• **TASK ITEM**
Search the data for the string "TableHTMLAttributes" and copy each line where it turns up.

Records from a collection:
• • • • • • •
PR #920, opened 2022-07-20
TableNext with helperRow component

MariaJose:
## What?

Add `renderHelperRow` prop. This prop accepts a functional component or class component. This component is gonna help the user render children rows dynamically and showing loader when doing a request. Also, this component must receive a `parentRowIndex` prop which is gonna be helpful to request additional children rows by parent.

Also, another change that was made was inside the expanded props, specifically on the `onExpandedChange` fn. This function is gonna receives two arguments. `expandedItems` and `parentRowIndex`. The last one is gonna help the user fetch data dynamically after clicking on the expanded icon.

Example: 

```tsx

    const HelperRow = ({ parentRowIndex }) => {
        if (state[parentIndex].isLoading) {
           return <LoadingIcon/>
        }

        if (state[parentIndex] !== undefined && state[parentIndex].remaining) {
            const itemsToView = state[parentIndex].remaining;

            return <Button onClick={() => viewMore(parentRowIndex)} />
        }

        return null
    };

    <TableNext
      columns={columns}
      expandable={{
        expandedRows,
        onExpandedChange: (newExpandedRows: Record<string, true>, parentRowIndex: number) => {
          setExpandedRows(newExpandedRows);

          if (newExpandedRows[parentRowIndex]) {
            handleOnClickFirstFetch(parentRowIndex);
          }
        },
        expandedRowSelector: ({ subRows }) => subRows,
        helperRowRenderer: RenderRow,
      }}
      itemName="Products"
      items={items}
      keyField="sku"
      selectable={{ selectedItems, onSelectionChange: setSelectedItems }}
    />
  );
```

## Why?

These changes were made in order to fetch data dynamically.

https://user-images.githubusercontent.com/39739180/180834073-9ffbcee4-3a99-439f-8b85-fbdb13e2dfd2.mp4

## Testing/Proof
Test pass locally

### DIFF
--- a/packages/big-design/src/components/TableNext/DataCell/DataCell.tsx
+++ b/packages/big-design/src/components/TableNext/DataCell/DataCell.tsx
@@ -1,4 +1,4 @@
-import React, { memo, TableHTMLAttributes } from 'react';
+import React, { memo, TdHTMLAttributes } from 'react';
 
 import { PaddingProps } from '../../../mixins';
 import { TableColumnDisplayProps } from '../mixins';
@@ -6,13 +6,12 @@ import { TableColumnDisplayProps } from '../mixins';
 import { StyledTableDataCell, StyledTableDataCheckbox } from './styled';
 
 export interface DataCellProps
-  extends TableHTMLAttributes<HTMLTableCellElement>,
+  extends TdHTMLAttributes<HTMLTableCellElement>,
     TableColumnDisplayProps,
     PaddingProps {
   align?: 'left' | 'center' | 'right';
   checkEmptyCell?: boolean;
   children?: React.ReactNode;
-  colSpan?: number;
   isExpandable?: boolean;
   isCheckbox?: boolean;
   verticalAlign?: 'top' | 'middle';
--- a/packages/big-design/src/components/TableNext/DataCell/DataCell.tsx
+++ b/packages/big-design/src/components/TableNext/DataCell/DataCell.tsx
@@ -10,7 +10,9 @@ export interface DataCellProps
     TableColumnDisplayProps,
     PaddingProps {
   align?: 'left' | 'center' | 'right';
+  checkEmptyCell?: boolean;
   children?: React.ReactNode;
+  colSpan?: number;
   isExpandable?: boolean;
   isCheckbox?: boolean;
   verticalAlign?: 'top' | 'middle';
@@ -21,7 +23,9 @@ export interface DataCellProps
 export const DataCell: React.FC<DataCellProps> = memo(
   ({
     align,
+    checkEmptyCell,
     children,
+    colSpan,
     display,
     isCheckbox,
     isExpandable = false,
@@ -45,6 +49,8 @@ export const DataCell: React.FC<DataCellProps> = memo(
     ) : (
       <StyledTableDataCell
         align={align}
+        checkEmptyCell={checkEmptyCell}
+        colSpan={colSpan}
         display={display}
         padding={padding}
         paddingHorizontal={paddingHorizontal}
--- a/packages/big-design/src/components/TableNext/DataCell/styled.tsx
+++ b/packages/big-design/src/components/TableNext/DataCell/styled.tsx
@@ -43,6 +43,17 @@ export const StyledTableDataCell = styled.td<DataCellProps>`
       vertical-align: ${verticalAlign};
     `};
 
+  ${({ checkEmptyCell }) => {
+    return (
+      checkEmptyCell &&
+      css`
+        &:empty {
+          display: none;
+        }
+      `
+    );
+  }};
+
   ${({ width }) =>
     width !== undefined &&
     css`
--- a/packages/big-design/src/components/TableNext/Row/useRowState.ts
+++ b/packages/big-design/src/components/TableNext/Row/useRowState.ts
@@ -3,7 +3,7 @@ import { TableSelectable } from '../types';
 
 interface UseRowStateProps<T> {
   childRowIndex?: number;
-  childrenRows: T[];
+  childrenRows?: T[];
   isExpandable: boolean;
   isParentRow: boolean;
   isSelected?: boolean;
@@ -28,7 +28,7 @@ export const useRowState = <T>({
     if (onItemSelect) {
       onItemSelect({
         childRowIndex: childRowIndex ?? null,
-        childrenRows,
+        childrenRows: childrenRows ?? [],
         isParentRow,
         isExpandable,
         parentRowIndex,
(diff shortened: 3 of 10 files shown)


MariaJose:
Note: This PR has changes from  #930 Pr. To review this PR check the last commit to see the changes ([add helper row component](https://github.com/bigcommerce/big-design/pull/920/commits/2033d0245cb727032758e356d7ff811160c5b1ab)).

packages/big-design/src/components/TableNext/Row/useRowState.ts
```diff
@@ -42,23 +42,28 @@ export const useRowState = <T>({
     }
   };
 
-  const hasChildrenRows = childrenRows.length > 0;
+  const hasChildrenRows = childrenRows !== undefined;
```
bc-juanvasquez, line 45: why not `const hasChildrenRows = totalChildrenRows > 0`

packages/big-design/src/components/TableNext/types.ts
```diff
@@ -12,8 +12,11 @@ export interface TableSelectable {
 
 export interface TableExpandable<T> {
   expandedRows: Record<string, true>;
-  onExpandedChange(expandedItems: Record<string, true>): void;
   expandedRowSelector: (item: T) => T[] | undefined;
+  onExpandedChange(expandedItems: Record<string, true>, expandedIndex: number): void;
+  renderHelperRow?:
+    | ComponentType<{ parentRowIndex: number; children?: ReactNode }>
```
bc-juanvasquez, line 18: are we planning to have different implementations of the helper row because i'm not sure why the type is a renderer. Also, should probably rename it to helperRowRenderer because at first thought, it seems like a boolean property

packages/big-design/src/components/TableNext/Row/useRowState.ts
MariaJose: Good question, this helps to identify when rendering the data dynamically. There could be two scenarios: A row that might have children but at the beginning they are empty because is dynamic, and a row that does not have children at all.  👀  However, I'll recheck again and see how I can better name this ^ 🤔

packages/big-design/src/components/TableNext/types.ts
MariaJose: Good point, I think it's more descriptive 👍🏼 . I'll update it

packages/big-design/src/components/TableNext/RowContainer/RowContainer.tsx
```diff
@@ -89,6 +93,15 @@ const InternalRowContainer = <T extends TableItem>({
             />
           );
         })}
+      {isExpanded && childrenRows !== undefined && hasHelperRowComponent && (
+        <tr key={`extra-helper-row-${parentRowIndex}`}>
+          <DataCell checkEmptyCell={true} colSpan={10000} width={100}>
```
chanceaclark, line 98: Few notes here:
1. Can we calculate the `colSpan` instead of using a magic number?
2. What does `width={100}` represent (another magic number)?
```suggestion
          <DataCell checkEmptyCell={true} colSpan={columns.length + <isSelectable> + <isDragable>} width={REPRESENTATION_OF_WIDTH}>
```

packages/big-design/src/components/TableNext/DataCell/styled.tsx
```diff
@@ -43,6 +43,17 @@ export const StyledTableDataCell = styled.td<DataCellProps>`
...
+  ${({ checkEmptyCell }) => {
+    return (
+      checkEmptyCell &&
+      css`
+        &:empty {
+          display: none;
+        }
+      `
+    );
+  }};
```
chanceaclark, line 55: 🍹 I'm not very familiar with this. Could you explain the need for this?

packages/big-design/src/components/TableNext/DataCell/DataCell.tsx
```diff
@@ -10,7 +10,9 @@ export interface DataCellProps
     TableColumnDisplayProps,
     PaddingProps {
   align?: 'left' | 'center' | 'right';
+  checkEmptyCell?: boolean;
   children?: React.ReactNode;
+  colSpan?: number;
```
chanceaclark, line 15: 🍹 I believe this should already be apart of `TableHTMLAttributes<HTMLTableCellElement>` 🤔

jorgemoya (approved):
lgtm!

packages/big-design/src/components/TableNext/types.ts
MariaJose: ohh this is also gonna help render the button, or the loading icon based on the status of each parent row. 

Example: 
```tsx
  const HelperRow = ({ parentRowIndex }) => {
  
    if (state[parentIndex].isLoading) {
       return <LoadingIcon/>
    }

   if (state[parentIndex] !== undefined && state[parentIndex].remaining) {
    const itemsToView = state[parentIndex].remaining;
     return <Button onClick={viewMore(parentRowIndex)} />
   }

   return null
  };
```

packages/big-design/src/components/TableNext/RowContainer/RowContainer.tsx
MariaJose: 1. oops forgot to remove the width 😅, good catch! Was trying to figure it out how to make the cell bigger.  Thanks!
2. I set a big number since didn't want to complicate too much the logic of calculating if columns + extra cell. I'll try to calculated it, and see how is gonna look 👍🏼  Thanks!

packages/big-design/src/components/TableNext/DataCell/styled.tsx
MariaJose: Sure, so if the HelperRowComponent returns null, then the cell is gonna be empty. So in order to disappear the cell, I had to set this css logic. 

```tsx
 const HelperRow = ({ parentRowIndex }) => {
  
    if (state[parentIndex].isLoading) {
       return <LoadingIcon/>
    }

   if (state[parentIndex] !== undefined && state[parentIndex].remaining) {

     const itemsToView = state[parentIndex].remaining;

     return <Button onClick={() => viewMore(parentRowIndex)} />
   }

   return null
  };
```

packages/big-design/src/components/TableNext/DataCell/DataCell.tsx
MariaJose: Ohh yes, I remember ts was complaining, let me try to check it again 🤔

bc-juanvasquez:
This is more of a UX question, but curious if we want to still render the helper row when all children are expanded? That way we can collapse expanded if we wanted to, or would collapsing the parent provide this functionality? Think we should provide a way for the user to undo the 'more' children expansion if they wanted?

MariaJose:
> This is more of a UX question, but curious if we want to still render the helper row when all children are expanded? That way we can collapse expanded if we wanted to, or would collapsing the parent provide this functionality? Think we should provide a way for the user to undo the 'more' children expansion if they wanted?

I think this can be possible with the `helperRowRenderer` prop. The user can pass a component and this component is gonna be the one who can decide what to do (displaying a button, loading icon, collapse children, etc).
• • • • • • •
• **ANSWER TO THE PROBLEM**
-import React, { memo, TableHTMLAttributes } from 'react';
-  extends TableHTMLAttributes<HTMLTableCellElement>,
chanceaclark, line 15: 🍹 I believe this should already be apart of `TableHTMLAttributes<HTMLTableCellElement>` 🤔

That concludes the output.